Introduction
Engineering teams ship faster when failures are classified quickly and consistently. Yet most organizations still triage failures manually—copying stack traces into chats, pasting logs into docs, and debating whether an issue is a test bug, a product bug, or an environment issue. This reactive workflow slows releases and drains team energy.
AI Failure Triage changes that. It automatically classifies failed tests into meaningful, team-defined categories and presents clear, explainable suggestions with confidence scores. The result is faster triage, fewer handoffs, and a feedback loop that gets smarter with every override.
The Problem
Traditional failure triage is noisy, repetitive, and error-prone.
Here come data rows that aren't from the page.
PR #66, opened 2022-11-17
Suggestions to local dev instructions in README.md

d-niu:
Following the virtual environment local dev setup instructions using venv in the README.md did not work for me, but the analogous ones using poetry in CONTRIBUTING.md did.

### DIFF
--- a/README.md
+++ b/README.md
@@ -85,12 +85,13 @@ GuardDog comes with 2 types of heuristics:
 ### Running a local version of GuardDog
 
 * Clone the repository
-* Create a virtualenv: `python3 -m venv venv && source venv/bin/activate`
+* Install needed virtualenv: ` $ poetry install `
+* Invoke virtualenv: ` $ poetry shell`
 * Run GuardDog using `python -m guarddog`
 
 ### Unit tests
 
-Running all unit tests: `make test`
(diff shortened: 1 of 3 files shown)


README.md
```diff
@@ -85,12 +85,13 @@ GuardDog comes with 2 types of heuristics:
 ### Running a local version of GuardDog
 
 * Clone the repository
-* Create a virtualenv: `python3 -m venv venv && source venv/bin/activate`
+* Install needed virtualenv: ` $ poetry install `
```
christophetd, line 88: Is there any way we could avoid enforcing usage of poetry? Many people (especially outside of development) don't have it installed

d-niu: I think it's possible- maybe all it will take it specifying a flag for venv to use a higher version of python (I was getting an error on using match as a keyword in the project code in venv). I'll try that locally. 

Even so, there is redundancy in the dependency management files, since the repo has [poetry.lock](https://github.com/DataDog/guarddog/blob/main/poetry.lock) and [requirements.txt](https://github.com/DataDog/guarddog/blob/main/requirements.txt). Would it be better to remove the use of poetry all together? I do think the README local version instructions should also specify best ways to install dependencies too.

PR #70, opened 2022-11-23
Package Release Digest Metadata Detector

d-niu:
### Why this PR
We want to see if there has been tampering between Github releases and pypi listing of the package. Specifically, does the build artifact (.tar.gz) listed on pypi match the build artifact of the same release for the project on Github? This PR adds a new metadata detector named Match Github Source. 

### Testing
Tested on a locally built virtual environment and only on one package. To use, set environment variable `GIT_PAT_TOKEN` to a [personal access token](https://docs.github.com/en/enterprise-server@3.4/authentication/keeping-your-account-and-data-secure/creating-a-personal-access-token). This PAT can have no permissions granted during creation- it will still work.
#### Note
Detect doesn't return anything useful right now, namely because the releases/tags on Github are inherently different from the pypi releases listed in the pypi package's api. For example, PKG-INFO only exist in pypi tarballs, while most Github releases/tags tarballs contain files like READMEs and other docs that aren't included in pypi tarballs. 

I left one print statement in the PR that better illustrates this if uncommented out and ran against a single package. 

### To do
See what kinds of integrity checks are actually feasible.

### DIFF
--- a/guarddog/analyzer/analyzer.py
+++ b/guarddog/analyzer/analyzer.py
@@ -7,6 +7,7 @@ from guarddog.analyzer.metadata.potentially_compromised_email_domain import Pote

Without intelligence, teams struggle to separate signal from noise and to apply labels consistently across builds and squads.
- Inconsistent labeling — Different engineers categorize the same failure differently, degrading analytics and accountability.
- Slow feedback — Manual review adds hours or days to the discovery-to-fix cycle.
- No learning — Overrides and human input rarely feed back into an improving system.
- Cost and privacy risks — Sending large raw logs to external services without redaction can be risky and expensive.
The Solution
AI Failure Triage combines embeddings-first kNN classification with smart reuse of cluster fingerprints to deliver fast, explainable, and privacy-aware categorization. It integrates directly into your builds UI, supports bulk actions, and records explanations so decisions are auditable and repeatable.
- Top-1 prediction + alternatives — Always see the best label and top-3 suggestions with scores.
- Confidence buckets — High, Medium, Low thresholds drive defaults like “To Be Investigated”.
- Immediate learning — Human overrides become new examples that improve future results.
- Privacy-first — Reuses the existing redaction pipeline; embeddings cache keeps costs predictable.
Feature Details
Embeddings-first kNN
We reuse the same high-quality embeddings pipeline from Smart Failure Clusters. For each failed test, we retrieve or generate an embedding on sanitized text (message + stack) and perform nearest-neighbor search over the last 90 days of labeled examples. We compute a weighted vote to assign a top-level category and a calibrated confidence score.
Cluster-assisted labeling
When failures belong to a known Smart Failure Cluster, we apply the previously chosen category for that cluster instantly with High confidence, making labeling consistent by design.
Human-in-the-loop learning
Any engineer can accept or change a suggested label—single or bulk. Every override stores the normalized text and chosen category so the system improves immediately, reducing override rate over time.
Clear explanations
Every suggestion includes similar past failures with similarity scores and highlighted snippets, so reviewers understand why a label is recommended.
Operational guardrails
Hard caps keep triage predictable (e.g., up to 500 failures per run). Processing is synchronous in the MVP for simplicity. Costs are bounded through redaction, truncation, and cached embeddings.
Getting Started
- Open a failed build and navigate to the “AI Failure Triage” tab.
- Run triage to classify failures. Progress messages show clustering and classification steps.
- Review suggestions with confidence and explanations; accept or change labels individually or in bulk.
- Manage categories in Project Settings. Global defaults include Automation Bug, Environment Issue, Product Bug, and To Be Investigated.
Conclusion
Automated, explainable failure classification unlocks faster triage, better analytics, and calmer releases. With AI Failure Triage, teams resolve issues sooner, align on ownership, and continuously improve the accuracy of their labeling—without changing how they write tests.